--- ACTIVITY ---
Starting with the line containing "and dark themes." and going on through the line containing "andremion: This targets", return the lines of the data below exactly, and only those.

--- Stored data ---
◇ ◇ ◇ ◇

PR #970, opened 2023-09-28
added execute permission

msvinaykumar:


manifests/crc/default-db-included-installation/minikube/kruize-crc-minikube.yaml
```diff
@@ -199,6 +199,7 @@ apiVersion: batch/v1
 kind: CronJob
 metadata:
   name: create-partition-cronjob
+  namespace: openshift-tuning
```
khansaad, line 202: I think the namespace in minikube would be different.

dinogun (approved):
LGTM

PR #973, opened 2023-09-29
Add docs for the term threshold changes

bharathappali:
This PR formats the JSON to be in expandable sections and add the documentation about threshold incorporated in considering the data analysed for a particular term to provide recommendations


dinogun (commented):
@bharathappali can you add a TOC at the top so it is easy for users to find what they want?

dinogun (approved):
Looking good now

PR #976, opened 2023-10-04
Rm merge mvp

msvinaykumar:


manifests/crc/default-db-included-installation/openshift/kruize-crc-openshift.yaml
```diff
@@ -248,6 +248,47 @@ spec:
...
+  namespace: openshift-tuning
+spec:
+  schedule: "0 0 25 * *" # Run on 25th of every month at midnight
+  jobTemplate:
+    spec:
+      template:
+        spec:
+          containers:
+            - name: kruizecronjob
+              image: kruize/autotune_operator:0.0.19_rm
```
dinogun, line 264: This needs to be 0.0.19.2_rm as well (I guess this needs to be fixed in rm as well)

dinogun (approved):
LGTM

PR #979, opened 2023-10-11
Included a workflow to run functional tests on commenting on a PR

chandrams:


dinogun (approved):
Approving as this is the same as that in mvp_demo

◇ ◇ ◇ ◇

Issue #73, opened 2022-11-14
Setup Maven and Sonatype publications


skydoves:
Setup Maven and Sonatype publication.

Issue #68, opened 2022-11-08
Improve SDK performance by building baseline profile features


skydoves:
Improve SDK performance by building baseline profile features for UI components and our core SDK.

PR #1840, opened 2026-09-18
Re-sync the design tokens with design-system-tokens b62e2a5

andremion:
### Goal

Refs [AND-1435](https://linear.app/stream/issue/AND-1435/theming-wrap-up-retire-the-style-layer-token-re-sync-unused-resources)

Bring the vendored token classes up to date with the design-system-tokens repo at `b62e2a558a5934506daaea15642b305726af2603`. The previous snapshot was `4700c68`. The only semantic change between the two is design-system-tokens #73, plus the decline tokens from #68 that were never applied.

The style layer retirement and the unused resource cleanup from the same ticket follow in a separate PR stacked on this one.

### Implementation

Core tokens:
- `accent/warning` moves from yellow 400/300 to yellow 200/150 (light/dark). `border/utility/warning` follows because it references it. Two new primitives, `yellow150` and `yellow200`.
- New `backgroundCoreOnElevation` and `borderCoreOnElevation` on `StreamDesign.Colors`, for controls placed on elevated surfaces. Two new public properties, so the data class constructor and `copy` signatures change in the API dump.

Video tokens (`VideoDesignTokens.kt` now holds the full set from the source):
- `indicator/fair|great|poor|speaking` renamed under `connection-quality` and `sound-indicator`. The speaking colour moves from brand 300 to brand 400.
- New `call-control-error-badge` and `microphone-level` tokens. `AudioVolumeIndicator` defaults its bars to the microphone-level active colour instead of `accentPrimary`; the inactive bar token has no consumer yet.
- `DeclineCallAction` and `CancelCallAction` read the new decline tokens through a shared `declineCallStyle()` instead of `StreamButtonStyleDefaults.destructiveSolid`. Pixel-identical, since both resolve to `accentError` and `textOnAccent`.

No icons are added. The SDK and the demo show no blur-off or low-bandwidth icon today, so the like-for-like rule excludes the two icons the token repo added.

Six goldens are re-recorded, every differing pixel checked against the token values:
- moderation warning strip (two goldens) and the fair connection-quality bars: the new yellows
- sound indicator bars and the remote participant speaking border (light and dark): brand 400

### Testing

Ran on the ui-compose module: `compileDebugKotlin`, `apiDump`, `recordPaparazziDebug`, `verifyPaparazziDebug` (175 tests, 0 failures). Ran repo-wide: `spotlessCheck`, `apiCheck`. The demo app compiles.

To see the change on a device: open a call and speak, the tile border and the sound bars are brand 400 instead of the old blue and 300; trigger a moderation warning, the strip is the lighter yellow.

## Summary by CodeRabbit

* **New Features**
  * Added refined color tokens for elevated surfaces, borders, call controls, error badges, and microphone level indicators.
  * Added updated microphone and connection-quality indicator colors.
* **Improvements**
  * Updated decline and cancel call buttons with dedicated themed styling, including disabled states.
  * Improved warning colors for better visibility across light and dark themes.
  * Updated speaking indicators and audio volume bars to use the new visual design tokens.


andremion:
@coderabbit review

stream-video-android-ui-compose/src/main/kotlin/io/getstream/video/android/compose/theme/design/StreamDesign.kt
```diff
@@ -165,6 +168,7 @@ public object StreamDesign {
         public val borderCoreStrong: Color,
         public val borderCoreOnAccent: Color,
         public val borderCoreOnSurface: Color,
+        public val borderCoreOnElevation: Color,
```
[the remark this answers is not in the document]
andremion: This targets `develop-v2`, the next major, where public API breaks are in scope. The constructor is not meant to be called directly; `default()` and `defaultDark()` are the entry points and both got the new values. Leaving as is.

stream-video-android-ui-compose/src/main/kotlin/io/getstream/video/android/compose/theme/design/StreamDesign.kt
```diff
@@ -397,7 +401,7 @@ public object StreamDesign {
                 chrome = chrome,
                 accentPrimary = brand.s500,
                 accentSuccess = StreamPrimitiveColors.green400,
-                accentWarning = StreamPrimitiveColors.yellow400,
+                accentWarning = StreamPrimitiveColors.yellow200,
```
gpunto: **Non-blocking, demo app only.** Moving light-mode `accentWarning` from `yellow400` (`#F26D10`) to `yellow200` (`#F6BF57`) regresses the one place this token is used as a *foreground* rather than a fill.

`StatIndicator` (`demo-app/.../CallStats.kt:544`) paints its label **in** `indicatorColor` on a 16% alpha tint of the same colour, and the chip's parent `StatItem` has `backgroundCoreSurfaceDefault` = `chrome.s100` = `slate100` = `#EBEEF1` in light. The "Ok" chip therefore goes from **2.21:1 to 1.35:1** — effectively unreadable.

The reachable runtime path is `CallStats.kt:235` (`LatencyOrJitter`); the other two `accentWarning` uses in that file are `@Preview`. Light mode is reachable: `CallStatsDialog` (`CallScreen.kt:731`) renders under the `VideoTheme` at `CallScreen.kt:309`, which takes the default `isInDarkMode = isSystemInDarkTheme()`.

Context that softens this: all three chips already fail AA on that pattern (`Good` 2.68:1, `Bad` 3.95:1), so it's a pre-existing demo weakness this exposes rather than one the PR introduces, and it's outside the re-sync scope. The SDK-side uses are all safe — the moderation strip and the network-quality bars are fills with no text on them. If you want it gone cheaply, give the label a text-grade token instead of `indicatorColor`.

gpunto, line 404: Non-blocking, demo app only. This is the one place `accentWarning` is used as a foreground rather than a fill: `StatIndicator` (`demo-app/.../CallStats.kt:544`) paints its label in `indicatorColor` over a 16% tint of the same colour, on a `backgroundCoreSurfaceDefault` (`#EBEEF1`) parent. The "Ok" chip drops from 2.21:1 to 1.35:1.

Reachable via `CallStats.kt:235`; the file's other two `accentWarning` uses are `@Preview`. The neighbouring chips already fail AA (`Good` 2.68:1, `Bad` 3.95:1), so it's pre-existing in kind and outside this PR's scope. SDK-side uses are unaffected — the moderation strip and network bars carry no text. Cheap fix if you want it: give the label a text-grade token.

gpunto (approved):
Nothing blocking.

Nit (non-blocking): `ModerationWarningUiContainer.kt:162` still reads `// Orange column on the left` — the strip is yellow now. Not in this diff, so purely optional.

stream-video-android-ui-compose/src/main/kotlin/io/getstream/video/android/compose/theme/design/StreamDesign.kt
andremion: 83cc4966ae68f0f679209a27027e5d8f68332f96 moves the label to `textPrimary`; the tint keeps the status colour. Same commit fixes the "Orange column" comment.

◇ ◇ ◇ ◇

--- EXPECTED ANSWER ---
  * Improved warning colors for better visibility across light and dark themes.
  * Updated speaking indicators and audio volume bars to use the new visual design tokens.


andremion:
@coderabbit review

stream-video-android-ui-compose/src/main/kotlin/io/getstream/video/android/compose/theme/design/StreamDesign.kt
```diff
@@ -165,6 +168,7 @@ public object StreamDesign {
         public val borderCoreStrong: Color,
         public val borderCoreOnAccent: Color,
         public val borderCoreOnSurface: Color,
+        public val borderCoreOnElevation: Color,
```
[the remark this answers is not in the document]
andremion: This targets `develop-v2`, the next major, where public API breaks are in scope. The constructor is not meant to be called directly; `default()` and `defaultDark()` are the entry points and both got the new values. Leaving as is.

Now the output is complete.